When the American economy plunged into our current recession, consumers’ cautious spending led to an unexpected crisis. Although most of us didn’t notice, our unyielding pocketbooks caused a shortage in a crucial solvent used throughout the chemical industry.
The staple solvent, called acetonitrile, is unheard of to most of us, but in a way, we deeply depend on it. It’s commonly used in both chemical research and manufacturing, and one of its more important roles is in testing the quality of many pharmaceutical drugs before they go out on the shelves.
But in the fall of 2008, chemists started having trouble getting their hands on acetonitrile.
“I never really thought about where acetonitrile came from until I couldn’t get any,” says chemist Jay Conrad. The Princeton University researcher regularly uses acetonitrile solvent in his hunt for new medical drugs. Conrad noticed provisions of acetonitrile getting low around October 2008. Soon after, emails circulated through the chemistry department, warning research groups to be conservative with their stocks.
The situation continued to deteriorate in early 2009; by then, supplies were essentially exhausted. Universities and chemical companies around the world experienced similar situations. The industry was suffering from “acetonitrile anxiety.”
The funny thing about this chemical is that even though lots of chemists need it, no one specializes in making it. Instead, the world’s supply of acetonitrile is nothing more than a happy byproduct in the manufacturing of a material that goes into everything from carpets and car bumpers to refrigerators and LEGO plastic.
Think of it this way: when you roast up a big turkey over the holidays, you don’t need the little bit of juice left over in the bottom of the pan — but you certainly can use it to make a lot of delicious gravy. In the same way, the chemical industry relies on the production of our ordinary household objects to get its acetonitrile.
But last year, with a looming recession, people stopped buying consumer goods, which meant that not enough acetonitrile was produced on the side — no turkey, no gravy.
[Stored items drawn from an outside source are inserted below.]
PR #137, opened 2024-07-24
feat: create internal `RequestId` for FileTransferService

a-moreira:
This PR adds a new mapping to the FileTransferService so upper layer tasks can respond back to download requests.


links234 (approved):
Nice!

ffarall (approved):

“All those materials took a dive as people stopped buying, but there wasn’t a slowdown in demand for acetonitrile,” recalls Amin Dhalla, the business director at INEOS Nitriles in League City, Texas.
INEOS is the world’s largest single acetonitrile purveyor. They alone generate over 45 percent of the world’s 70,000-ton supply — enough to fill nearly 40 Olympic-sized swimming pools. According to Dhalla, the supplies were “very, very short,” and as less acetonitrile became available, it didn’t take long before chemists felt the squeeze.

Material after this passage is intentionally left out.